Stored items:
PR #420, opened 2021-03-31
Fix engineering liberal studies requirement by restoring all checkers

SamChou19815:
### Summary 

This is a strict improvement over what we have now. The current data doesn't support one categories with multiple classes. In addition, it can check all possible cases.

According to the discussion in slack, we will still make the liberal studies as allow double counting while they are not, since it seems to have limited impact and can immediately resolve bugs now. For principled fixes would come after the lunch.

### Test Plan 

Add six liberal studies courses to courseplan and see requirements fulfilled


tcho6319 (approved):
LGTM! @einc are you ok with this? Would this make PR #412 irrelevant?

SamChou19815:
This this will make #412 irrelevant.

> _PROBLEM REQUIREMENTS_
Among the lines above, return each one holding the string "liberal".

> _RESPONSE_
Fix engineering liberal studies requirement by restoring all checkers
According to the discussion in slack, we will still make the liberal studies as allow double counting while they are not, since it seems to have limited impact and can immediately resolve bugs now. For principled fixes would come after the lunch.
Add six liberal studies courses to courseplan and see requirements fulfilled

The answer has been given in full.